Records excerpted from a collection:
"""
PR #1302, opened 2022-04-04
Dynamic price publish input fields fixes

### LINKED ISSUE #1176: Confusing Publish "Dynamic" price experience
When Publishing an asset with "Dynamic" price, the user needs to provide 2 values: 
* the Ocean price
* the datatoken liquidity pool (Ocean token) value
The report between these two values is directly correlated to the "Precipitate Manatee Token" value that is automatically generated. 
If the proportion is not correct, an error is shown on the 3rd field and the "Continue" button is disabled. Is not very clear the values the user needs to add in order to be able to proceed. 
Maybe we can add an instruction message or display a better error message

### LINKED ISSUE #1314: Dynamic price publish input fields fixes
- Remove confusing message from datatoken input as it is disabled and user can't change it, it shouldn't be any messages displayed around it.
- Automatically set the ocean amount based on the price to the minimum value required to create the pool.
- Add min value to ocean amount input so user can't set an invalid amount reducing error messages.

### LINKED ISSUE #1340: Increase minimum datatokens for pools
When creating a pool we currently require a minimum of 50 datatokens to be created. I suggest to setting a new limit to 100 or 150. Thoughts?

KatunaNorbert:
- Fixes #1314
- Fixes #1340
- Addressing #1176

### DIFF
--- a/src/components/Publish/Pricing/Dynamic.tsx
+++ b/src/components/Publish/Pricing/Dynamic.tsx
@@ -78,7 +78,9 @@ export default function Dynamic({ content }: { content: any }): ReactElement {
           name="amountOcean"
           datatokenOptions={{ symbol: 'OCEAN', name: 'Ocean Token' }}
           weight={`${Number(weightOnOcean) * 10}%`}
-          min={(price * Number(weightOnOcean) * 10).toString()}
+          min={
+            price > 0 ? (price * Number(weightOnOcean) * 10).toString() : '50'
+          }
         />
         <Coin
           name="amountDataToken"
--- a/src/components/Publish/Pricing/Dynamic.tsx
+++ b/src/components/Publish/Pricing/Dynamic.tsx
@@ -10,6 +10,8 @@ import Price from './Price'
 import Decimal from 'decimal.js'
 import { useWeb3 } from '@context/Web3'
 import { FormPublishData } from '../_types'
+import { minAmountOcean } from '../_constants'
+import { MAX_DECIMALS } from '../../../@utils/constants'
 
 export default function Dynamic({ content }: { content: any }): ReactElement {
   const { networkId, accountId, balance } = useWeb3()
@@ -79,7 +81,13 @@ export default function Dynamic({ content }: { content: any }): ReactElement {
           datatokenOptions={{ symbol: 'OCEAN', name: 'Ocean Token' }}
           weight={`${Number(weightOnOcean) * 10}%`}
           min={
-            price > 0 ? (price * Number(weightOnOcean) * 10).toString() : '50'
+            price > 0
+              ? new Decimal(price)
+                  .mul(weightOnOcean)
+                  .mul(10)
+                  .toDecimalPlaces(MAX_DECIMALS)
+                  .toString()
+              : minAmountOcean.toString()
           }
         />
         <Coin
--- a/src/components/Publish/Pricing/Dynamic.tsx
+++ b/src/components/Publish/Pricing/Dynamic.tsx
@@ -78,6 +78,7 @@ export default function Dynamic({ content }: { content: any }): ReactElement {
           name="amountOcean"
           datatokenOptions={{ symbol: 'OCEAN', name: 'Ocean Token' }}
           weight={`${Number(weightOnOcean) * 10}%`}
+          min={(price * Number(weightOnOcean) * 10).toString()}
         />
         <Coin
           name="amountDataToken"
--- a/src/components/Publish/Pricing/Dynamic.tsx
+++ b/src/components/Publish/Pricing/Dynamic.tsx
@@ -10,7 +10,7 @@ import Price from './Price'
 import Decimal from 'decimal.js'
 import { useWeb3 } from '@context/Web3'
 import { FormPublishData } from '../_types'
-import { minAmountOcean } from '../_constants'
+import { initialValues } from '../_constants'
 import { MAX_DECIMALS } from '../../../@utils/constants'
 
 export default function Dynamic({ content }: { content: any }): ReactElement {
@@ -87,7 +87,7 @@ export default function Dynamic({ content }: { content: any }): ReactElement {
                   .mul(10)
                   .toDecimalPlaces(MAX_DECIMALS)
                   .toString()
-              : minAmountOcean.toString()
+              : initialValues.pricing.amountOcean.toString()
           }
         />
         <Coin
--- a/src/components/Publish/Pricing/Dynamic.tsx
+++ b/src/components/Publish/Pricing/Dynamic.tsx
@@ -10,7 +10,6 @@ import Price from './Price'
 import Decimal from 'decimal.js'
 import { useWeb3 } from '@context/Web3'
 import { FormPublishData } from '../_types'
-import { initialValues } from '../_constants'
 
 export default function Dynamic({ content }: { content: any }): ReactElement {
   const { networkId, accountId, balance } = useWeb3()
@@ -21,7 +20,6 @@ export default function Dynamic({ content }: { content: any }): ReactElement {
   const { dataTokenOptions } = values.services[0]
 
   const {
-    price,
     weightOnDataToken,
     weightOnOcean,
     swapFee,
--- a/src/components/Publish/Pricing/Dynamic.tsx
+++ b/src/components/Publish/Pricing/Dynamic.tsx
@@ -11,7 +11,6 @@ import Decimal from 'decimal.js'
 import { useWeb3 } from '@context/Web3'
 import { FormPublishData } from '../_types'
 import { initialValues } from '../_constants'
-import { MAX_DECIMALS } from '../../../@utils/constants'
 
 export default function Dynamic({ content }: { content: any }): ReactElement {
   const { networkId, accountId, balance } = useWeb3()
@@ -80,15 +79,6 @@ export default function Dynamic({ content }: { content: any }): ReactElement {
           name="amountOcean"
           datatokenOptions={{ symbol: 'OCEAN', name: 'Ocean Token' }}
           weight={`${Number(weightOnOcean) * 10}%`}
-          min={
-            price > 0
-              ? new Decimal(price)
-                  .mul(weightOnOcean)
-                  .mul(10)
-                  .toDecimalPlaces(MAX_DECIMALS)
-                  .toString()
-              : initialValues.pricing.amountOcean.toString()
-          }
         />
         <Coin
           name="amountDataToken"
--- a/src/components/Publish/Pricing/index.tsx
+++ b/src/components/Publish/Pricing/index.tsx
@@ -5,6 +5,7 @@ import Tabs from '@shared/atoms/Tabs'
 import { isValidNumber } from '@utils/numbers'
 import Decimal from 'decimal.js'
 import { FormPublishData } from '../_types'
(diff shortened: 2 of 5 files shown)


src/components/Publish/Pricing/Dynamic.tsx
```diff
@@ -78,6 +78,9 @@ export default function Dynamic({ content }: { content: any }): ReactElement {
           name="amountOcean"
           datatokenOptions={{ symbol: 'OCEAN', name: 'Ocean Token' }}
           weight={`${Number(weightOnOcean) * 10}%`}
+          min={
+            price > 0 ? (price * Number(weightOnOcean) * 10).toString() : '50'
```
kremalicious, line 82: no magical numbers please, where is the `50` coming from? Would assume this refers to the defaults we set, and they are set in `Publish/_constants.ts`. You can get the defaults easily via `initialValues` from the Formik context.

src/components/Publish/Pricing/index.tsx
```diff
@@ -28,6 +28,21 @@ export default function PricingFields(): ReactElement {
...
+  useEffect(() => {
+    if (type === 'fixed' || type === 'free') return
+
+    const amountOcean =
+      isValidNumber(weightOnOcean) &&
+      isValidNumber(price) &&
+      isValidNumber(weightOnDataToken) &&
+      price > 0
+        ? new Decimal(price).mul(new Decimal(weightOnOcean).mul(10))
+        : '50'
```
kremalicious, line 41: same here, see https://github.com/oceanprotocol/market/pull/1302/files#r841730936

src/components/Publish/Pricing/index.tsx
```diff
@@ -36,22 +51,16 @@ export default function PricingFields(): ReactElement {
...
       isValidNumber(price) &&
-      isValidNumber(weightOnDataToken)
+      isValidNumber(weightOnDataToken) &&
+      price > 0
         ? new Decimal(amountOcean)
             .dividedBy(new Decimal(weightOnOcean))
             .dividedBy(new Decimal(price))
             .mul(new Decimal(weightOnDataToken))
-        : 0
+        : '50'
```
kremalicious, line 60: same here, see https://github.com/oceanprotocol/market/pull/1302/files#r841730936

kremalicious:
I second Enzo in that the issue this PR claims to fix has lots more to it than what's currently in here. Can be fine to keep this PR small, but then just `addressing #1176`.

But raises good point as #1176 is becoming more of a brainstorming issue so nothing immediately actionable to actually close it right now. So for future better process just for this could be extracting small ideas from it into new small issues and then work on them.

src/components/Publish/Pricing/Dynamic.tsx
mihaisc: also please only use Decimal function to do the math . Also use `.toDecimalPlaces(MAX_DECIMALS)` at the end.

mihaisc:
The only other thing that makes sense to do in this PR is to move the validation from datatoken (it's a readonly field) to ocean 
image
In this image the error should be on ocean liquidity something like `Must be more or equal to 1000 so the pool has a reasonable minimum amount of datatokens` . And no validation should be on datatoken

src/components/Publish/Pricing/Dynamic.tsx
KatunaNorbert: I took the `50` from the yup validation schema where is also magically set, so I guess there should be a constant added for min values inside `_constants.ts` and that to be used in multiple places

src/components/Publish/_constants.tsx
```diff
@@ -118,3 +118,6 @@ export const algorithmContainerPresets: MetadataAlgorithmContainer[] = [
 ]
 
 export const initialPublishFeedback: PublishFeedback = contentFeedback
+
+export const minAmountOcean = 50
```
kremalicious, line 122: we declare them further down in the `initialValues`, no need to declare them here again. Just use the `initialValues` from the Formik context in any component you want

src/components/Publish/Pricing/index.tsx
```diff
@@ -28,6 +29,21 @@ export default function PricingFields(): ReactElement {
...
+      isValidNumber(price) &&
+      isValidNumber(weightOnDataToken) &&
+      price > 0
+        ? new Decimal(price).mul(new Decimal(weightOnOcean).mul(10))
+        : new Decimal(initialValues.pricing.amountOcean)
+
+    setFieldValue('pricing.amountOcean', amountOcean)
+  }, [price, weightOnDataToken, weightOnOcean, type, setFieldValue])
+
   // Always update everything when price value changes
```
kremalicious, line 47: `price` was removed from dependency array so this comment should be adapted. As there are now 2 effects, most likely "update everything" is not true anymore as both effects update different things. Which should be made clear in comments instead of duplicating the comments

src/components/Publish/Pricing/index.tsx
```diff
@@ -28,6 +29,21 @@ export default function PricingFields(): ReactElement {
...
   }
 
+  // Always update everything when price value changes
+  useEffect(() => {
+    if (type === 'fixed' || type === 'free') return
+
+    const amountOcean =
+      isValidNumber(weightOnOcean) &&
+      isValidNumber(price) &&
+      isValidNumber(weightOnDataToken) &&
```
kremalicious, line 39: why is `weightOnDataToken` checked for in this effect, and also in dependency array? I don't see it used in it at all

src/components/Publish/Pricing/Dynamic.tsx
```diff
@@ -78,6 +80,15 @@ export default function Dynamic({ content }: { content: any }): ReactElement {
           name="amountOcean"
           datatokenOptions={{ symbol: 'OCEAN', name: 'Ocean Token' }}
           weight={`${Number(weightOnOcean) * 10}%`}
+          min={
```
kremalicious, line 83: what is the goal of this? Do we really need this logic here when we additionally validate with Yup?

src/components/Publish/Pricing/index.tsx
KatunaNorbert: good point, haven't seen that

src/components/Publish/Pricing/index.tsx
KatunaNorbert: right, it should be removed

src/components/Publish/Pricing/Dynamic.tsx
KatunaNorbert: the purpose is to not let user entry a lower amount. The Yup validation would have shown an error but allow user to enter invalid ocean amount. 
Also if the ocean amount is invalid, the dataToken amount would become invalid too now that they are connected. So to prevent invalid dataToken amount too which will also need some messages I thought it would be better to limit the input to the min val.

kremalicious: good thinking, but `min` and `max` only prevents going into those number ranges with the stepper arrows, not actual typing, they are there for HTML-only form validation which will never kick in with Formik form fields. 

When typing number outside of range, I get this:

Screen Shot 2022-04-11 at 15 05 09

Which to me looks sufficient and it's clear faulty values in other fields are based on this errored field, so that's already great with this PR!
 
So the only implication of using `min` here would be that stepper respects them, and the input `:valid/:invalid` pseudo classes might get set which could be used in CSS but we don't, as we use js validation and use those classes then. So having some logic in codebase, which duplicates a calculation we do somewhere else, and which in end we don't really use seems unnecessary. So would opt to remove this logic again

kremalicious: came here to write that we need to move the Yup validation definition into the component to get access to dynamic values but I see you figured out a much better way already, great find with that custom validation method!

src/components/Publish/_validation.ts
```diff
@@ -78,11 +80,23 @@ const validationPricing = {
       (param) => maxDecimalsValidation.test(param?.toString())
     )
     .required('Required'),
-  amountDataToken: Yup.number()
-    .min(50, (param) => `Must be more or equal to ${param.min}`)
-    .required('Required'),
+  amountDataToken: Yup.number().required('Required'),
   amountOcean: Yup.number()
-    .min(50, (param) => `Must be more or equal to ${param.min}`)
+    .test('validator-custom-name', '', function (value) {
```
kremalicious, line 85: no clue what naming this method does but for the sake of completeness we should give it a fitting name, like `validator-min-amountOcean` or something

src/components/Publish/Pricing/Dynamic.tsx
```diff
@@ -10,6 +10,7 @@ import Price from './Price'
 import Decimal from 'decimal.js'
 import { useWeb3 } from '@context/Web3'
 import { FormPublishData } from '../_types'
+import { initialValues } from '../_constants'
```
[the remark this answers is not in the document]
KatunaNorbert: price also not used so will be a change in file :)

kremalicious:
Only getting the datatoken amount to update sometimes and then looks like math is not correct. Like, when only changing price, the amount of datatokens does not update. Here I just typed in a new price and got this:

Screen Shot 2022-04-13 at 15 04 22

Only works in user flow change price → change amount ocean. But when I then change price again, datatokens goes back to default 50

KatunaNorbert:
I agree, I still had to double check to make sure it's right... people might have the question why datatoken amount only changes on ocean amount and resets on price change without knowing what happens in the background. We should also make the min datatoken amount visible somehow, might make more sense why it's always reset to that.

kremalicious:
gonna sneak in #1340 and setting default ocean/datatoken to 100

src/components/Publish/_validation.ts
```diff
@@ -78,11 +80,23 @@ const validationPricing = {
...
+        this.parent.price > 0
+          ? new Decimal(this.parent.price)
+              .mul(this.parent.weightOnOcean)
+              .mul(10)
+              .toDecimalPlaces(MAX_DECIMALS)
+              .toString()
+          : initialValues.pricing.amountOcean.toString()
+      return value < parseInt(minValue)
+        ? this.createError({
+            message: `Must be more or equal to ${minValue}`
```
kremalicious, line 96: Changing this message might be already high impact without starting to show errors on datatoken field, which we wanted to prevent as it invites editing of a field is not editable.

Not sure how feasible but something like this:

`Must be more or equal to ${minValue}, as at least ${minValueDatatoken} ${datatokenSymbol} are required for this pool to work properly.`

kremalicious, line 96: Changing this message might be already high impact without starting to show errors on datatoken field, which we wanted to prevent as it invites editing of a field is not editable.

Not sure how feasible but something like this:

`Must be more or equal to ${minValue}, as at least ${minValueDatatoken} ${datatokenSymbol} are required for this pool to work properly.`

KatunaNorbert: Alright, yeah good idea, this way we could show min datatoken amount and give some explanation without adding messages around datatoken input.

KatunaNorbert: Was looking into getting the `datatokenSymbol` inside the message but didn't find a feasible way for it, so could we just say 'data tokens' instead?

kremalicious: yup, using "datatokens" in place of symbol is totally fine here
"""
### TRY IT
The answer should hold only the lines from the start of the records above through the line containing "the Ocean price", each set down exactly.

### RESULT BELOW
PR #1302, opened 2022-04-04
Dynamic price publish input fields fixes

### LINKED ISSUE #1176: Confusing Publish "Dynamic" price experience
When Publishing an asset with "Dynamic" price, the user needs to provide 2 values: 
* the Ocean price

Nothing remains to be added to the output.